-- Supplied entries follows --

PR #272, opened 2022-03-22
Allow multiple hostnames match for govuk-rails-app ingress

fredericfran-gds:
Add the ability to have multiple hostnames match for a given
app.

This is needed for the origin of GOV.UK where fastly will
use the `www.*` domain in the host header field rather than
the `www-origin.*` domain.

Some GOV.UK apps, such as whitehall, uses the host header to
construct a response.

The `ingress.hosts` is now a list which specifies the DNS
domain to be created as well as the tls cert to be attached.

Ref:
1. [trello card](https://trello.com/c/cQm9F4Bf/879-make-www-origin-ingress-ignore-the-host-header)
2. [tls cert](https://kubernetes-sigs.github.io/aws-load-balancer-controller/v2.4/guide/ingress/cert_discovery/#discover-via-ingress-tls)
3. [dns](https://github.com/kubernetes-sigs/external-dns/blob/master/docs/tutorials/alb-ingress.md#ingress-examples)

### DIFF
--- a/charts/govuk-rails-app/templates/ingress.yaml
+++ b/charts/govuk-rails-app/templates/ingress.yaml
@@ -10,28 +10,27 @@ metadata:
     app.kubernetes.io/component: web
   annotations:
     {{- toYaml .Values.ingress.annotations | nindent 4 }}
+    external-dns.alpha.kubernetes.io/ingress-hostname-source: annotation-only
+    external-dns.alpha.kubernetes.io/hostname: {{ join "," .Values.ingress.hosts }}
 spec:
-  {{- if .Values.ingress.tls }}
+  {{- if .Values.ingress.hosts }}
   tls:
-    {{- range .Values.ingress.tls }}
     - hosts:
-        {{- range .hosts }}
+        {{- range .Values.ingress.hosts }}
         - {{ . | quote }}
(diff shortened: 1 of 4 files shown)


nsabri1 (approved):
LGTM

charts/govuk-rails-app/templates/ingress.yaml
```diff
@@ -10,28 +10,27 @@ metadata:
...
   annotations:
     {{- toYaml .Values.ingress.annotations | nindent 4 }}
+    external-dns.alpha.kubernetes.io/ingress-hostname-source: annotation-only
+    external-dns.alpha.kubernetes.io/hostname: {{ join "," .Values.ingress.hosts }}
 spec:
-  {{- if .Values.ingress.tls }}
+  {{- if .Values.ingress.hosts }}
   tls:
-    {{- range .Values.ingress.tls }}
     - hosts:
```
sengi, line 18: I'd much prefer we just have it accept any hostname. It's easier to understand and easier to test, which will means fewer things to go wrong when we cut over in production.

fredericfran-gds:
close in favour of https://github.com/alphagov/govuk-helm-charts/pull/270

PR #274, opened 2022-03-22
Fix pre-push hook by setting its exec mode bit.

sengi:
Otherwise it fails with:

    hint: The 'git-hooks/pre-push' hook was ignored because it's not set as executable.
    hint: You can disable this warning with `git config advice.ignoredHook false`.

Had to fix shellcheck lints for checks to pass, since we added the shellcheck check after this script was added.


nsabri1 (approved):
LGTM

PR #275, opened 2022-03-22
Adding name to ingress fro Asset-manager as its using seperate ingress to gouvuk-rails-app Helm chart  

nsabri1:
As Asset-manager is using its own Helm chart and not govuk-rails-app, the changes made to ingress dont affect it for now. 
Therefore adding name back to ingress host.


fredericfran-gds (approved):
thanks for fixing this.

PR #276, opened 2022-03-23
Add service manual frontend

fredericfran-gds:
Add service manual frontend to EKS integration

We add the image tag files too.


alexbakervr (approved):
LGTM!

PR #278, opened 2022-03-23
Allow concurrent smokey cron job

fredericfran-gds:
It is ok to allow concurrent smokey loop as on average a
feature/step will be then tested every 10 minutes.

Currently, some steps are not run because Smokey take longer than
10 minutes to run now.


nsabri1 (approved):
LGTM

PR #279, opened 2022-03-23
Add resources to router app

fredericfran-gds:
Router app is suffering from cpu issues which result in some
buffering. This attempts to solve that.

Note that load testing will be done later to get more accurate
value for the resources and will include using more than
1 replica.

### DIFF
--- a/charts/argocd-apps/values-integration.yaml
+++ b/charts/argocd-apps/values-integration.yaml
@@ -233,6 +233,13 @@ applications:
     replicaCount: 1
     uploadAssets:
       enabled: false
+    appResources:
+      limits:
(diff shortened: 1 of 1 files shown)


nsabri1 (commented):
lgtm

nsabri1 (approved):

sengi (approved):
It's being throttled a bit, but it doesn't look too bad. I would probably just increase the limit rather than the reservation but it's not a big deal - as you say, we'll adjust these when we load test anyway. https://grafana.eks.integration.govuk.digital/goto/0G4h4qP7z?orgId=1

PR #280, opened 2022-03-23
Point frontend (Milestone 1) apps at backends/APIs in EC2.

sengi:
For milestones 1 through 4, we've said we'll have frontend apps running in k8s and talking to the existing backends/APIs in EC2 - see [diagram] (link is internal only, sorry).

Ensure that we're defining EKS and non-EKS versions of Signon Applications as appropriate. Apps which are in k8s should have a corresponding `[EKS]` app in Signon. Apps which are used by frontend apps in k8s should have a non-EKS (`-ec2`) Signon app defined. Frontend apps should have tokens for the EC2 backends/APIs and use those until after [Milestone 4].

Add `-ec2` suffices to add slugs and secret names to make it clearer when we're pointing at the old stack.

Remove `-eks` suffixes from app slugs and secret names. When we've finished moving apps to k8s, those suffixes would become meaningless. The ` [EKS]` suffixes in the app names stay, because we don't want to rename the original apps in Signon just yet and we still need a way to differentiate them in the Signon UI.

Remove `-eks` suffixes from ApiUser slugs. These are internal to the bootstrap script and are not used in Signon itself. All ApiUsers created by the bootstrap script are for apps in EKS, so this suffix is redundant.

I audited the frontend apps' configs in `charts/argocd-apps/values-integration.yaml` to determine which EC2 backends are used by the frontends and therefore which backend apps need tokens in EC2, EKS or both:

- Account API isn't in k8s and email-alert-frontend has a token for it.
- Email Alert API isn't in k8s and Collections, Email Alert Frontend and Finder Frontend have tokens for it.
- Router API is in both. Content Store needs a token for it (though probably only for a rake task and not for serving). Use EC2 Router API for now. We're counting Content Store as a frontend app because Router forwards traffic to it.
- Asset Manager is in both (but still a work in progress in k8s). Whitehall has a token for it. (Probably only whitehall-admin really needs it, but all the Whitehall instances share the same config in k8s, same as in Puppet.) Safer to match the existing config than try to get away without the token on whitehall-frontend, since we have limited test coverage.
- Link Checker API isn't in k8s and Smart Answers and Whitehall have tokens for it.
- Publishing API is in both and several frontend apps have tokens for it.
- No frontend apps have tokens for Publisher (but it's already in EKS).
- No frontend apps have tokens for Whitehall (but it's already in EKS).
- Search API is in both. Whitehall has a token for it.
- Support isn't in k8s and Feedback has a token for it.
- Support API isn't in k8s and Feedback has a token for it.
- No frontend apps have tokens for HMRC Manuals API (but it's already in EKS).

Also:

- Alphabetise app permissions and consistently omit the built-in `signin` permission (which Signon always creates implicitly).

- Make the app description fields match what's actually in Signon, so that we don't inadvertently change them. In some cases our descriptions were less informative than the originals.

Testing: easiest to merge and fix forward with this one I think. I've checked for things like missing security group rules to allow traffic from the cluster to the apps in EC2.

https://trello.com/c/FmnogFnn/880

[diagram]: https://docs.google.com/presentation/d/1qz8c9A-2hIw0i5H67OtKTc7vF4QtoVp7G0pe-fC-WJw/edit#slide=id.g1152675d55e_0_515
[Milestone 4]: https://docs.google.com/presentation/d/1qz8c9A-2hIw0i5H67OtKTc7vF4QtoVp7G0pe-fC-WJw/edit#slide=id.g1152675d55e_0_632

### DIFF
--- a/charts/argocd-apps/values-integration.yaml
+++ b/charts/argocd-apps/values-integration.yaml
@@ -33,12 +33,12 @@ applications:
       - name: GDS_SSO_OAUTH_ID
         valueFrom:
           secretKeyRef:
-            name: signon-app-publisher-eks
+            name: signon-app-publisher
             key: oauth_id
       - name: GDS_SSO_OAUTH_SECRET
         valueFrom:
           secretKeyRef:
-            name: signon-app-publisher-eks
+            name: signon-app-publisher
             key: oauth_secret
       - name: ASSET_MANAGER_BEARER_TOKEN
         valueFrom:
@@ -439,7 +439,7 @@ applications:
       - name: PUBLISHING_API_BEARER_TOKEN
         valueFrom:
           secretKeyRef:
-            name: signon-token-frontend-publishing-api
+            name: signon-token-frontend-publishing-api-ec2
             key: bearer_token
       - name: MEMCACHE_SERVERS
         value: frontend-memcached-govuk.eks.integration.govuk-internal.digital
@@ -465,7 +465,7 @@ applications:
       - name: ROUTER_API_BEARER_TOKEN
         valueFrom:
           secretKeyRef:
-            name: signon-token-content-store-router-api
+            name: signon-token-content-store-router-api-ec2
             key: bearer_token
       - name: GDS_SSO_OAUTH_ID
         valueFrom:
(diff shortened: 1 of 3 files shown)


fredericfran-gds (approved):
cool, I guess when ec2 apps are referred to in the `applications` section, it is just to get the reference to apply later in `api_users` section and no config modification of existing ec2 apps is being done in signon?

sengi:
> cool, I guess when ec2 apps are referred to in the `applications` section, it is just to get the reference to apply later in `api_users` section and no config modification of existing ec2 apps is being done in signon?

Yeah that's right. It would update the description field and add/remove permissions if there were differences, but I went through all of them and made the config here match exactly what's in integration Signon. (It doesn't currently update the URLs - those are currently ignored when it finds an existing application with the same name).

PR #285, opened 2022-03-23
Adding Armosec Kubescape as an ArgoCD application

lwilts:
This will perform in-cluster scanning for vulnerabilities.

### DIFF
--- a/charts/argocd-apps/templates/application.yaml
+++ b/charts/argocd-apps/templates/application.yaml
@@ -29,7 +29,7 @@ spec:
         {{- end }}
         appImage:
           repository: 172025368201.dkr.ecr.eu-west-1.amazonaws.com/{{ $reponame }}
-          tag: {{ $.Files.Get (printf "image-tags/%s/%s" $.Values.globalHelmValues.govukEnvironment $reponame) }}
+          tag: {{ $.Files.Get (printf "image-tags/%s/%s" $.Values.globalHelmValues.govukEnvironment $reponame) | trim }}
         {{- with .helmValues }}
         {{- toYaml . | nindent 8 }}
         {{- end }}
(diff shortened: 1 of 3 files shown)


charts/argocd-apps/templates/application.yaml
```diff
@@ -29,7 +29,7 @@ spec:
         {{- end }}
         appImage:
           repository: 172025368201.dkr.ecr.eu-west-1.amazonaws.com/{{ $reponame }}
-          tag: {{ $.Files.Get (printf "image-tags/%s/%s" $.Values.globalHelmValues.govukEnvironment $reponame) }}
+          tag: {{ $.Files.Get (printf "image-tags/%s/%s" $.Values.globalHelmValues.govukEnvironment $reponame) | trim }}
```
lwilts, line 32: This fixes an aesthetic bug - an extra newline in the resulting manifest.

charts/argocd-apps/templates/application.yaml
```diff
@@ -4,7 +4,7 @@ apiVersion: argoproj.io/v1alpha1
 kind: Application
 metadata:
   name: {{ .name }}
-  {{- if has $.Values.govukEnvironment (list "test" "integration") }}
+  {{- if has $.Values.globalHelmValues.govukEnvironment (list "test" "integration") }}
```
lwilts, line 7: Don't think this would have been working as intended before

smford (approved):
looks good!

charts/argocd-apps/templates/kubescape.yaml
```diff
@@ -0,0 +1,43 @@
+{{- if .Values.kubescape }}
+{{- $kubescapesecret := (lookup "v1" "secret" "cluster-services" "govuk-kubescape") }}
```
sengi, line 2: This might lead to a bootstrap issue, but it's not a big deal for now.

The (potential) issue is that there's a race between this chart being deployed and the Secret being populated, and when the Secret doesn't exist, Helm doesn't retry or fail but returns an empty string. So there's a chance the chart may fail to be deployed on cluster turnup and need a manual retry. Who knows whether it'd actually happen in practice though. The solution is not to read secrets in Helm and only refer to them in the kube YAML itself (i.e. `secretKeyRef` or volumes).

sengi (commented):
Sorry for the late review. LGTM - though there's a potential (maybe theoretical, maybe real) race condition on cluster turnup. No need to worry about it for now though.

PR #287, opened 2022-03-24
Redirect if URL finishes with a trailing slash

fredericfran-gds:
redirect if URL finishes with a trailing slash to
URL without trailing slash.

Might need to add this to fastly too.

This was set in varnish before, [see](https://github.com/alphagov/govuk-puppet/blob/2383a96a9188d729340d97c7303c7409a18bdf6d/modules/varnish/templates/default.vcl.erb#L36)

### DIFF
--- a/charts/govuk-apps-conf/templates/router-configmap.yaml
+++ b/charts/govuk-apps-conf/templates/router-configmap.yaml
@@ -92,6 +92,11 @@ data:
           return 404;
         }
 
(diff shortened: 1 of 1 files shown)


smford (approved):

sengi:
Yeah if this was in Varnish before then we should definitely add it to Fastly, otherwise we're creating extra load on the cluster that we didn't have in the old system.

PR #528, opened 2022-08-23
Enable JSON formatted Ngnix logs for apps

theseanything:
This changes ngnix logs to be json formatted so they can be parsed by logit.


nsabri1 (approved):
LGTM

PR #531, opened 2022-08-23
Fix content store BACKNED_URL for router

theseanything:
Content store is currently not running in the EKS infra, hence requests should be forwarded to content store in the old infra.


sengi (approved):
Good catch!

PR #533, opened 2022-08-23
Update Nginx logs to JSON output for router

theseanything:
This updates the log format to use json format so it can be parsed by Logit.


samsimpson1 (approved):
LGTM

PR #535, opened 2022-08-23
Update all 3 whitehall probes

marcpomfret:
Have to update all probe values, can't just sub in certain values with current setup


sengi:
Ah sorry, can blame me for that, think I wrote that sketchy bit of Helm template 😅

sengi (approved):

PR #536, opened 2022-08-23
Improve dashboards to make it easier to detect deviations

fredericfran-gds:
Dashboards improved:
- apps
- router

Still to do:
Request duration for router.

new apps dashboard

new router dashboard

### DIFF
--- a/charts/grafana-dashboards/apps-dashboard.json
+++ b/charts/grafana-dashboards/apps-dashboard.json
@@ -28,7 +28,6 @@
   "editable": true,
   "fiscalYearStartMonth": 0,
   "graphTooltip": 0,
-  "iteration": 1653573951592,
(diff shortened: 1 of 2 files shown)


sengi:
Graphs look fine but could you elaborate a bit on what's changing here? It's super hard to tell from the generated JSON 😅

sengi (approved):

fredericfran-gds:
Yeah, I can. So before, there was no overall `all` plot in the app's graphs to see the general trend, we had to switch between each app so likely to miss something.

The first 2 routers graphs were challenging to use to see the errors, here we could see the errors coming clearly from Signon and Email-alert-frontend.

sengi:
Ah I see — thanks that's a nice improvement!

PR #538, opened 2022-08-24
Don't apply article slug rewrite rules to Rails assets URLs.

sengi:
The rewrites for article slugs (e.g. rejecting mixed case paths, downcasing all-caps paths, etc.) were being applied to Rails assets as well as other content.

This was causing 404s on resources such as the picture of Churchill on https://www.eks.production.govuk.digital/government/history because the asset filename contained both uppercase and lowercase letters (`Churchill_01.jpg`).

Nest the slug rewrite rules under the default `location /` block so that they only apply to paths which don't match a more specific top-level `location` block.


samsimpson1 (approved):
LGTM

theseanything (approved):

PR #542, opened 2022-08-24
Fix setting proxy headers in Ngnix for Router

theseanything:
The proxy headers were not being set by Nginx for request handled by
location /. This is because the proxy_set_header directive is defined in
the location / block, which leads Ngnix to ignore any proxy_set_headers
in previous configuration blocks. From Nginx documentation:

> These directives are inherited from the previous configuration level
if and only if there are no proxy_set_header directives defined on the
  current level

This meant headers such as host, x-forwarded etc were not being set and
cause user facing issues as downstream application rely on them being
set correctly. For example, Whitehall requires the x-forwarded-host
header to correctly redirect users.

### DIFF
--- a/charts/govuk-apps-conf/templates/router-nginx-config.tpl
+++ b/charts/govuk-apps-conf/templates/router-nginx-config.tpl
@@ -95,11 +95,6 @@ http {
   server {
     listen 8080;
 
-    proxy_set_header   Host $http_host;
-    proxy_set_header   X-Real-IP $remote_addr;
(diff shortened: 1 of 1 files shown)


sengi (approved):
Should we nuke lines 98–102? Am I right in thinking those don't actually do anything any more?

theseanything:
> Should we nuke lines 98–102? Am I right in thinking those don't actually do anything any more?

Ah good catch - forgot to remove.

PR #543, opened 2022-08-24
Fix assets redirect for government-frontend

fredericfran-gds:
Needs a plek entry to redirect assets to the ec2 assets endpoint.

See government-frontend code snippet:
https://github.com/alphagov/government-frontend/blob/main/app/controllers/asset_manager_redirect_controller.rb#L3


nsabri1 (approved):
LGTM

PR #546, opened 2022-08-24
Remove promotion step when nextEnvironment is not set

theseanything:
This removes the deployment promotion step from the postsync workflow when the nextEnvironment variable is not set. This fixes an issue in production where no promotion is required - however the postsync job fails as workflow tries to promote the deploy without a nextEnvironment.


fredericfran-gds (approved):
ok

PR #550, opened 2022-08-24
Allow cross communication between EKS and EC2 www-origins

fredericfran-gds:
See [PR](https://github.com/alphagov/govuk-infrastructure/pull/730)
for security group created and consequences.


sengi (approved):
This is awesome — love that it deletes two of these duplicated ACLs 🎉

theseanything:
@fredericfran-gds is this still something we want?

PR #553, opened 2022-08-25
Sync k8s auto-deploys-enabled flags with EC2.

sengi:
Router, licence-finder, static and signon are still manually deployed; everything else should be auto. Everything in integration should be auto.


nsabri1 (commented):
LGTM

nsabri1 (approved):
LGTM

PR #1708, opened 2024-01-10
Add email-alert-api tokens for content-data-admin in  staging/production

KludgeKML:
Values added for integration earlier, add them for other environments.

https://trello.com/c/xng5X4uX/30-add-email-statistics-into-content-data-admin

### DIFF
--- a/charts/app-config/values-production.yaml
+++ b/charts/app-config/values-production.yaml
@@ -455,6 +455,11 @@ govukApplications:
             secretKeyRef:
               name: signon-token-content-data-admin-content-data-api
               key: bearer_token
+        - name: EMAIL_ALERT_API_BEARER_TOKEN
+          valueFrom:
+            secretKeyRef:
+              name: signon-token-content-data-admin-email-alert-api
+              key: bearer_token
         - name: SITEIMPROVE_API_CLIENT_USERNAME
           valueFrom:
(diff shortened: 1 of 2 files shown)


peteglondon (approved):

sengi (approved):
fyi
```
k get secret signon-token-content-data-admin-email-alert-api
... "signon-token-content-data-admin-email-alert-api" not found
```

KludgeKML:
@sengi Ah yeah, the tokens have only just been made in production, so I don't think the job has run to copy them. But they won't be needed until tomorrow (at which point it'll also have been copied to Staging I assume?) . I think that's okay, unless I've misunderstood something?

sengi:
It's fine, but your rollout will just be stuck until the cronjob runs and creates the missing secrets.

sengi:
You can run [the cronjob](https://argo.eks.production.govuk.digital/applications/signon?orphaned=false&resource=&node=batch%2FCronJob%2Fapps%2Fsignon-sync-token-secrets-to-k8s%2F0) sooner to make the crashloopy pods go away and let the rollout finish, if you like (three-vertical-dots menu -> create job)

KludgeKML:
Ah, I didn't realise that would block the rollout. Thanks! Done.

PR #1713, opened 2024-01-11
Auto-merge kube-prometheus-stack patches

samsimpson1:
These should be fine to auto-merge, even though they do seem to make small changes to the values it takes (to fix regressions or typos)

#1661


sengi (approved):
🚀

PR #1714, opened 2024-01-11
Reduce log verbosity on locations-api in prod/staging.

sengi:
PostcodesCollectionWorker generates about 30k log entries an hour and they're not useful (mostly just messages like "start" containing no other info).


theseanything (approved):

sengi:
Aha it's `RAILS_LOG_LEVEL` on this one apparently.

PR #1721, opened 2024-01-15
Use range instead of seperate templates for licensify

theseanything:
Each of the licensify application have a common set of templates that don't differ. Switching to using a range loop to create the resources for all apps from a single template, instead of duplicating the templates per app. Makes it much easier to make changes to common configuration.


charts/licensify/values.yaml
```diff
@@ -18,43 +18,49 @@ clamav:
...
+    replicaCount: 1
+    port: 9950
+    healthcheckPath: "/"
+    ingress:
+      enabled: true
+      annotations: {}
+    service:
+      port: 80
+
+  licensifyBackedn:
```
sengi, line 33:
```suggestion
  licensifyBackend:
```

charts/licensify/templates/ingress.yaml
```diff
@@ -1,26 +1,31 @@
-{{ $app := .Values.licensifyFrontend }}
-{{ $_ := set .Values "appName" $app.name }}
+{{- range .Values.apps }}
+{{- if .ingress.enabled }}
+{{ $_ := set $.Values "appName" .name }}
```
sengi, line 3: Do you need to modify `.Values`? Might be cleaner to just define a variable, like `$appName := .name` (same as you're doing for `$svcPort`)?

sengi (approved):

charts/licensify/templates/ingress.yaml
theseanything: Ah so the reason is to make "appName" available for the "licensify.labels", by just adding it to the Values dict we pass it. (There might be a nicer way to do that.)

charts/licensify/values.yaml
theseanything: Ah thank you! I couldn't workout why the diff was so weird

charts/licensify/templates/ingress.yaml
sengi: Oh I see. Yeah, you probably wanna just change that partial template in _helpers.tpl to do what you want (probably just delete the `.Values` and pass it `.`) — but no biggie. As long as the labels are coming out the way you want them!

PR #1722, opened 2024-01-15
Add whitehall unenqueued scheduled publications prom rule

samsimpson1:
Related: https://github.com/alphagov/whitehall/pull/8735


sengi (approved):
Ah ok does it turn out we still need this after all? Haha. Thanks!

-- Supplied entries concluded --

# Exercise goal
After reading the material above, tally the lines that include the string "formatted" and give only the number.

# Result below
2